START DATA FOR REVIEW

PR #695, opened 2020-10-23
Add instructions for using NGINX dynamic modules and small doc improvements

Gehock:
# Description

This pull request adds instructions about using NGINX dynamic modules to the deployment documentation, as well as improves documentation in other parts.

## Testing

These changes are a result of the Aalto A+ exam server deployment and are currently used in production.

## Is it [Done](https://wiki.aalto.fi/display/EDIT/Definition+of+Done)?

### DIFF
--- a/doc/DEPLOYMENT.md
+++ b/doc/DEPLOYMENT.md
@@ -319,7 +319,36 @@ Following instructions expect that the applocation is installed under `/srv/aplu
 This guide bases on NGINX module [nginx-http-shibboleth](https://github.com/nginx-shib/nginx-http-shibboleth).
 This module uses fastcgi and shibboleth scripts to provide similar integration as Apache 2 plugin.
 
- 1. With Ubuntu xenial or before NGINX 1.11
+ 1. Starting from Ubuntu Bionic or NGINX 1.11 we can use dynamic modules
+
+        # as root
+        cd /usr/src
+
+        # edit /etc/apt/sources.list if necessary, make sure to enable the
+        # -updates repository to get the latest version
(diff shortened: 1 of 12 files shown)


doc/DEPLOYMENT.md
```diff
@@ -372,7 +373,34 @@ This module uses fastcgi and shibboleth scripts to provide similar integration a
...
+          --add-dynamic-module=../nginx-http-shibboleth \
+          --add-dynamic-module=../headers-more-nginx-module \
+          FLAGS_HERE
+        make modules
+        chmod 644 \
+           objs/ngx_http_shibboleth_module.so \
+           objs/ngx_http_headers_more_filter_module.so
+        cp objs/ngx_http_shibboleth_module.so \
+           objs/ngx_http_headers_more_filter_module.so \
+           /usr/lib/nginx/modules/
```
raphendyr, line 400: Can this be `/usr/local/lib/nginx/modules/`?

END DATA FOR REVIEW

▶ _TASK DIRECTIONS_
Transcribe each of the records verbatim.

▶ _OUTPUT OF THE TASK_
PR #695, opened 2020-10-23
Add instructions for using NGINX dynamic modules and small doc improvements

Gehock:
# Description

This pull request adds instructions about using NGINX dynamic modules to the deployment documentation, as well as improves documentation in other parts.

## Testing

These changes are a result of the Aalto A+ exam server deployment and are currently used in production.

## Is it [Done](https://wiki.aalto.fi/display/EDIT/Definition+of+Done)?

### DIFF
--- a/doc/DEPLOYMENT.md
+++ b/doc/DEPLOYMENT.md
@@ -319,7 +319,36 @@ Following instructions expect that the applocation is installed under `/srv/aplu
 This guide bases on NGINX module [nginx-http-shibboleth](https://github.com/nginx-shib/nginx-http-shibboleth).
 This module uses fastcgi and shibboleth scripts to provide similar integration as Apache 2 plugin.
 
- 1. With Ubuntu xenial or before NGINX 1.11
+ 1. Starting from Ubuntu Bionic or NGINX 1.11 we can use dynamic modules
+
+        # as root
+        cd /usr/src
+
+        # edit /etc/apt/sources.list if necessary, make sure to enable the
+        # -updates repository to get the latest version
(diff shortened: 1 of 12 files shown)


doc/DEPLOYMENT.md
```diff
@@ -372,7 +373,34 @@ This module uses fastcgi and shibboleth scripts to provide similar integration a
...
+          --add-dynamic-module=../nginx-http-shibboleth \
+          --add-dynamic-module=../headers-more-nginx-module \
+          FLAGS_HERE
+        make modules
+        chmod 644 \
+           objs/ngx_http_shibboleth_module.so \
+           objs/ngx_http_headers_more_filter_module.so
+        cp objs/ngx_http_shibboleth_module.so \
+           objs/ngx_http_headers_more_filter_module.so \
+           /usr/lib/nginx/modules/
```
raphendyr, line 400: Can this be `/usr/local/lib/nginx/modules/`?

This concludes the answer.